Fundamental limits of learning in sequence multi-index models and deep attention networks: High-dimensional asymptotics and sharp thresholds

TL;DR

This paper analyzes the fundamental limits of learning deep attention networks by mapping them to sequence multi-index models, deriving sharp asymptotic performance thresholds, and revealing how layers are learned sequentially in high dimensions.

Contribution

It introduces a novel mapping of deep attention networks to sequence multi-index models and provides sharp asymptotic performance thresholds in high-dimensional settings.

Findings

Sharp thresholds for sample complexity in high dimensions

Sequential layer learning dynamics uncovered

Asymptotic optimal performance characterized

Abstract

In this manuscript, we study the learning of deep attention neural networks, defined as the composition of multiple self-attention layers, with tied and low-rank weights. We first establish a mapping of such models to sequence multi-index models, a generalization of the widely studied multi-index model to sequential covariates, for which we establish a number of general results.
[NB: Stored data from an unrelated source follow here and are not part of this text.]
Issue #14039, opened 2025-01-08
[🐛 Bug]: BiDi URL IP 4/6 resolution issue


mykola-mokhnach:
### Have you read the Contributing Guidelines on issues?

- [X] I have read the [Contributing Guidelines on issues](https://github.com/webdriverio/webdriverio/blob/main/CONTRIBUTING.md#reporting-new-issues).

### WebdriverIO Version

latest

### Node.js Version

22

### Mode

Standalone Mode

### Which capabilities are you using?

```typescript
{"capabilities":{"acceptInsecureCerts":false,"browserName":"chrome","browserVersion":"131.0.6778.140","chrome":{"chromedriverVersion":"131.0.6778.108 (3b014839fbc4fb688b2f5af512d6ce312ad208b1-refs/branch-heads/6778@{#2393})","userDataDir":"C:\\Windows\\SystemTemp\\scoped_dir3608_1127547173"},"fedcm:accounts":true,"goog:chromeOptions":{"debuggerAddress":"localhost:55664"},"networkConnectionEnabled":false,"pageLoadStrategy":"normal","platformName":"windows","proxy":{},"setWindowRect":true,"strictFileInteractability":false,"timeouts":{"implicit":0,"pageLoad":300000,"script":30000},"unhandledPromptBehavior":"ignore","webSocketUrl":"ws://fv-az1760-623:4780/bidi/d5116166-770a-46f0-a4f9-c3d744df3237","webauthn:extension:credBlob":true,"webauthn:extension:largeBlob":true,"webauthn:extension:minPinLength":true,"webauthn:extension:prf":true,"webauthn:virtualAuthenticators":true}}
```

### What happened?

Check failed tests in https://github.com/appium/appium-chromium-driver/actions/runs/12668118313/job/35302892004?pr=380

When BiDi URL returned by the server contains a hostname (`ws://fv-az1760-623:4780/bidi/d5116166-770a-46f0-a4f9-c3d744df3237`), which could be resolved in both ip4 and ip6 addresses, WDIO only tries one of them (ipv6) and fails instead of trying both.

### What is your expected behavior?

WDIO should fallback to ipv4 resolution if it fails to reach the web socket using ipv6

### How to reproduce the bug.

Run tests from https://github.com/appium/appium-chromium-driver/pull/380

### Relevant log output

```typescript
https://github.com/appium/appium-chromium-driver/actions/runs/12668118313/job/35302892004?pr=380
```

### Code of Conduct

[...]

PR #14259, opened 2025-03-10
fix: Try to resolve ip addresses if no BiDi connection to the host could be established

mykola-mokhnach:
## Proposed changes

Addresses https://github.com/webdriverio/webdriverio/issues/14039

## Types of changes

## Checklist

## Backport Request

## Further comments

### DIFF
--- a/packages/webdriver/src/bidi/core.ts
+++ b/packages/webdriver/src/bidi/core.ts
@@ -90,7 +90,7 @@ export class BidiCore {
             }
             const wsMapping = (await Promise.all(wsConnectPromises))
                 .map((ws, index) => [candidateUrls[index], ws]) as [string, WebSocket | null][]
-            const result = wsMapping.find(([, ws]) => Boolean(ws)) as [string, WebSocket]
+            const result = wsMapping.find(([, ws]) => Boolean(ws)) as [string, WebSocket] | undefined
             // Cleanup extra opened connections
             for (const item of wsMapping) {
                 if (item !== result && item[1]) {
--- a/packages/webdriver/src/bidi/core.ts
+++ b/packages/webdriver/src/bidi/core.ts
@@ -64,8 +64,14 @@ export class BidiCore {
                 dns.promises.resolve4(parsedUrl.hostname),
                 dns.promises.resolve6(parsedUrl.hostname),
             ])
-            const urlMapper = (ip: string) => this.#webSocketUrl.replace(parsedUrl.hostname, ip)
-            candidateUrls.push(...ips4.map(urlMapper), ...ips6.map(urlMapper))
+            const candiadateIps = [...ips4, ...ips6]
+            // If the host resolves to a single IP address
+            // then it does not make sense to try additional candidates
+            // as the web socket DNS resolver would do extactly the same
+            if (candiadateIps.length > 1) {
+                const hostnameMapper = (ip: string) => this.#webSocketUrl.replace(parsedUrl.hostname, ip)
+                candidateUrls.push(...ips4.map(hostnameMapper), ...ips6.map(hostnameMapper))
+            }
         }
 
         this.#waitForConnected = (async () => {
--- a/packages/webdriver/src/bidi/core.ts
+++ b/packages/webdriver/src/bidi/core.ts
@@ -1,5 +1,7 @@
 import logger from '@wdio/logger'
 import type { ClientOptions, RawData, WebSocket } from 'ws'
+import { isIP } from 'node:net'
+import dns from 'node:dns'
 
 import { environment } from '../environment.js'
 import type * as remote from './remoteTypes.js'
@@ -17,9 +19,10 @@ const RESPONSE_TIMEOUT = 1000 * 60
 
 export class BidiCore {
     #id = 0
-    #ws: WebSocket
+    #ws: WebSocket | null = null
     #waitForConnected = Promise.resolve(false)
     #webSocketUrl: string
+    #clientOptions: ClientOptions | undefined
     #pendingCommands: Map<number, (value: CommandResponse) => void> = new Map()
 
     client: Client | undefined
@@ -30,9 +33,7 @@ export class BidiCore {
 
     constructor (webSocketUrl: string, opts?: ClientOptions) {
         this.#webSocketUrl = webSocketUrl
-        log.info(`Connect to webSocketUrl ${this.#webSocketUrl}`)
-        this.#ws = new environment.value.Socket(this.#webSocketUrl, opts) as unknown as WebSocket
-        this.#ws.on('message', this.#handleResponse.bind(this))
+        this.#clientOptions = opts
     }
 
     /**
@@ -54,17 +55,43 @@ export class BidiCore {
             return
         }
 
+        log.info(`Connecting to webSocketUrl ${this.#webSocketUrl}`)
+        const parsedUrl = new URL(this.#webSocketUrl)
+        // https://github.com/webdriverio/webdriverio/issues/14039
+        const candidateUrls: string[] = [this.#webSocketUrl]
+        if (!isIP(parsedUrl.hostname)) {
+            const [ips4, ips6] = await Promise.all([
+                dns.promises.resolve4(parsedUrl.hostname),
+                dns.promises.resolve6(parsedUrl.hostname),
+            ])
+            const candidateIps = [...ips4, ...ips6]
+            candidateUrls.push(
+                ...candidateIps.map((ip) => this.#webSocketUrl.replace(parsedUrl.hostname, ip))
+            )
+        }
+
         this.#waitForConnected = new Promise<boolean>((resolve) => {
-            this.#ws.on('open', () => {
-                log.info('Connected session to Bidi protocol')
-                this._isConnected = true
-                resolve(this._isConnected)
-            })
-            this.#ws.on('error', (err) => {
-                log.warn(`Couldn't connect to Bidi protocol: ${err.message}`)
-                this._isConnected = false
-                resolve(this._isConnected)
-            })
+            for (const candidateUrl of candidateUrls) {
+                const ws = new environment.value.Socket(this.#webSocketUrl, this.#clientOptions) as unknown as WebSocket
+                ws.once('open', () => {
+                    if (this._isConnected) {
+                        return
+                    }
+                    log.info(`Connected session to Bidi protocol at ${candidateUrl}`)
+                    this._isConnected = true
+                    this.#ws = ws
+                    this.#ws.on('message', this.#handleResponse.bind(this))
+                    resolve(this._isConnected)
+                })
+                ws.once('error', (err) => {
+                    if (this._isConnected) {
+                        return
+                    }
+                    log.warn(`Couldn't connect to Bidi protocol: ${err.message}`)
+                    this._isConnected = false
+                    resolve(this._isConnected)
+                })
+            }
         })
         return this.#waitForConnected
     }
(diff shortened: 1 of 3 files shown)


packages/webdriver/src/bidi/core.ts
```diff
@@ -54,18 +55,52 @@ export class BidiCore {
...
+                        }
+                        resolve(null)
+                    })
+                })
+                wsConnectPromises.push(connectPromise)
+            }
+            const wsMapping = (await Promise.all(wsConnectPromises))
+                .map((ws, index) => [candidateUrls[index], ws])
+                .find(([, ws]) => Boolean(ws)) as [string, WebSocket] | undefined
+            if (wsMapping) {
```
mykola-mokhnach, line 94: not sure if we need to close "extra" opened sockets explicitly here or just rely on the garbage collector

packages/webdriver/src/bidi/core.ts
```diff
@@ -54,18 +55,52 @@ export class BidiCore {
...
+        log.info(`Connecting to webSocketUrl ${this.#webSocketUrl}`)
+        const parsedUrl = new URL(this.#webSocketUrl)
+        // https://github.com/webdriverio/webdriverio/issues/14039
+        const candidateUrls: string[] = [this.#webSocketUrl]
+        if (!isIP(parsedUrl.hostname)) {
+            const [ips4, ips6] = await Promise.all([
+                dns.promises.resolve4(parsedUrl.hostname),
+                dns.promises.resolve6(parsedUrl.hostname),
+            ])
+            const candidateIps = [...ips4, ...ips6]
```
erwinheitzman, line 67: ips4 and ips6 are never used
```suggestion
            const candidateIps = await Promise.all([
                dns.promises.resolve4(parsedUrl.hostname),
                dns.promises.resolve6(parsedUrl.hostname),
            ])
```

packages/webdriver/src/bidi/core.ts
```diff
@@ -54,18 +55,52 @@ export class BidiCore {
...
+            candidateUrls.push(
+                ...candidateIps.map((ip) => this.#webSocketUrl.replace(parsedUrl.hostname, ip))
+            )
```
erwinheitzman, line 70: No need to spread everything into the array, concat makes more sense here
```suggestion
            candidateUrls.concat(
                candidateIps.map((ip) => this.#webSocketUrl.replace(parsedUrl.hostname, ip))
            )
```

packages/webdriver/src/bidi/core.ts
```diff
@@ -54,18 +55,52 @@ export class BidiCore {
...
+
+        this.#waitForConnected = (async () => {
+            const wsConnectPromises: Promise<WebSocket | null>[] = []
+            for (const candidateUrl of candidateUrls) {
+                const connectPromise = new Promise<WebSocket | null>((resolve) => {
+                    const ws = new environment.value.Socket(candidateUrl, this.#clientOptions) as unknown as WebSocket
+                    ws.once('open', () => resolve(ws))
+                    ws.once('error', (err) => {
+                        const message = `Couldn't connect to Bidi protocol at ${candidateUrl}: ${err.message}`
+                        if (candidateUrls.length > 1) {
```
erwinheitzman, line 81: why differentiate between the two here?

packages/webdriver/src/bidi/core.ts
```diff
@@ -54,18 +55,52 @@ export class BidiCore {
...
+            candidateUrls.push(
+                ...candidateIps.map((ip) => this.#webSocketUrl.replace(parsedUrl.hostname, ip))
+            )
+        }
+
+        this.#waitForConnected = (async () => {
+            const wsConnectPromises: Promise<WebSocket | null>[] = []
+            for (const candidateUrl of candidateUrls) {
+                const connectPromise = new Promise<WebSocket | null>((resolve) => {
+                    const ws = new environment.value.Socket(candidateUrl, this.#clientOptions) as unknown as WebSocket
```
erwinheitzman, line 77: Could you try getting the correct type without type casting?

packages/webdriver/src/bidi/core.ts
```diff
@@ -54,18 +55,52 @@ export class BidiCore {
...
+                    })
+                })
+                wsConnectPromises.push(connectPromise)
+            }
+            const wsMapping = (await Promise.all(wsConnectPromises))
+                .map((ws, index) => [candidateUrls[index], ws])
+                .find(([, ws]) => Boolean(ws)) as [string, WebSocket] | undefined
+            if (wsMapping) {
+                log.info(`Connected session to Bidi protocol at ${wsMapping[0]}`)
+                this.#ws = wsMapping[1]
```
erwinheitzman, line 96: Could you explain a bit why you need wsMapping[1] instead of wsMapping[0] here? It's not obvious for me right away

erwinheitzman (commented):
Hi, thank you for your contribution!

Looking great, I've added some feedback and questions.

packages/webdriver/src/bidi/core.ts
mykola-mokhnach: ips4 and ips6 are both array of strings. If the above change is made then `candidateIps` type would be `string[][]`, while we want it to be `string[]`. This would work if we could use something like  [flatten](https://www.geeksforgeeks.org/lodash-_-flatten-method/) to the result of Promise.all, although I don't see lodash being present in module dependencies.

packages/webdriver/src/bidi/core.ts
mykola-mokhnach: concat does not mutate arrays, but rather returns catenated one. I prefer to mutate the existing array though to reduce the amount of boilerplace code needed to declare intermediate variables

packages/webdriver/src/bidi/core.ts
mykola-mokhnach: I've changed this logic anyway

packages/webdriver/src/bidi/core.ts
mykola-mokhnach: I am not sure this is possible. It was already done like that before, I did not change the implementation.
Do you have any proposals on how this particular line could be improved?

packages/webdriver/src/bidi/core.ts
mykola-mokhnach: Sure, I've also added explicit typecasts to make it more obvious, and slightly updated the code since the last time:

```js
           // here we map all connected web sockets or nulls if there was a connection error to their particular urls
           // As a result we have array of pairs, where each item looks like [<socket url>, <socket or null>]
           const wsMapping = (await Promise.all(wsConnectPromises))
                .map((ws, index) => [candidateUrls[index], ws]) as [string, WebSocket | null][]
           // here we try to find the very first connected url and web socket pair, and remember it as the method result
            const result = wsMapping.find(([, ws]) => Boolean(ws)) as [string, WebSocket]
            // this is needed to make sure we don't keep any extra opened connections in the memory
            // in case the websocket was listening on multiple interfaces
            // Cleanup extra opened connections
            for (const item of wsMapping) {
                if (item !== result && item[1]) {
                    item[1].close()
                }
            }
            if (result) {
                // if the match was found then use it. The first pair item is the matched url and the second one is the 
                // web socket instance
                log.info(`Connected session to Bidi protocol at ${result[0]}`)
                this.#ws = result[1]
                this.#ws.on('message', this.#handleResponse.bind(this))
                this._isConnected = true
            } else {
```

packages/webdriver/src/bidi/core.ts
```diff
@@ -1,5 +1,7 @@
 import logger from '@wdio/logger'
 import type { ClientOptions, RawData, WebSocket } from 'ws'
+import { isIP } from 'node:net'
+import dns from 'node:dns'
```
christian-bromann, line 4: Since we only use the promise primitives anyway.
```suggestion
import dns from 'node:dns/promises'
```

packages/webdriver/src/bidi/core.ts
```diff
@@ -17,9 +19,10 @@ const RESPONSE_TIMEOUT = 1000 * 60
 
 export class BidiCore {
     #id = 0
-    #ws: WebSocket
+    #ws: WebSocket | null = null
```
christian-bromann, line 22: I am trying to avoid using `null` as much as possible. 
```suggestion
    #ws?: WebSocket
```

packages/webdriver/src/bidi/core.ts
christian-bromann: Luckily these primitives are now [part](https://developer.mozilla.org/en-US/docs/Web/JavaScript/Reference/Global_Objects/Array/flat) of JavaScript
```suggestion
            const candidateIps = (await Promise.all([
                dns.promises.resolve4(parsedUrl.hostname),
                dns.promises.resolve6(parsedUrl.hostname),
            ])).flat()
```

packages/webdriver/src/bidi/core.ts
```diff
@@ -54,18 +55,61 @@ export class BidiCore {
...
+            ])
+            const candidateIps = [...ips4, ...ips6]
+            // If the host resolves to a single IP address
+            // then it does not make sense to try additional candidates
+            // as the web socket DNS resolver would do extactly the same
+            if (candidateIps.length > 1) {
+                const hostnameMapper = (ip: string) => this.#webSocketUrl.replace(parsedUrl.hostname, ip)
+                candidateUrls.push(...candidateIps.map(hostnameMapper))
+            }
+        }
```
christian-bromann, line 75: For testing purposes it makes sense to wrap everything from your comment to here into a function like `getCandidateUrls`

packages/webdriver/src/bidi/core.ts
```diff
@@ -54,18 +55,61 @@ export class BidiCore {
...
+
+        this.#waitForConnected = (async () => {
```
christian-bromann, line 77: Same here, let's move this into a utility function.

packages/webdriver/src/bidi/core.ts
christian-bromann: This cast already exist before this patch, happy to improve it but can remain outside of the PR

packages/webdriver/src/bidi/core.ts
```diff
@@ -54,18 +55,61 @@ export class BidiCore {
...
+            const wsConnectPromises: Promise<WebSocket | null>[] = []
+            const errorMessages: string[] = []
+            for (const candidateUrl of candidateUrls) {
+                const connectPromise = new Promise<WebSocket | null>((resolve) => {
+                    const ws = new environment.value.Socket(candidateUrl, this.#clientOptions) as unknown as WebSocket
```
christian-bromann, line 82: Let's setup a timeout to ensure we are not waiting forever in cases where non of the connection are established or fail for other reasons.

christian-bromann (commented):
Thanks for raising the PR. Added more comments.

packages/webdriver/src/bidi/core.ts
mykola-mokhnach: refactored

packages/webdriver/src/bidi/core.ts
mykola-mokhnach: I think this could also be done in a separate PR since no timeout was present before

packages/webdriver/src/bidi/core.ts
mykola-mokhnach: changed

packages/webdriver/src/bidi/core.ts
mykola-mokhnach: changed

packages/webdriver/src/bidi/core.ts
mykola-mokhnach: done

christian-bromann:
@mykola-mokhnach let me know if you need any help with the unit tests.

mykola-mokhnach:
@christian-bromann Could you please help with unit test updates?

christian-bromann (approved):
Thanks LGTM 👍 

I will push a test after merge.

christian-bromann:
@mykola-mokhnach mind reviewing https://github.com/webdriverio/webdriverio/pull/14272 ?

In the context of Bayesian-optimal learning, in the limit of large dimension $D$ and commensurably large number of samples $N$, we derive a sharp asymptotic characterization of the optimal performance as well as the performance of the best-known polynomial-time algorithm for this setting --namely approximate message-passing--, and characterize sharp thresholds on the minimal sample complexity required for better-than-random prediction performance. Our analysis uncovers, in particular, how the different layers are learned sequentially. Finally, we discuss how this sequential learning can also be observed in a realistic setup.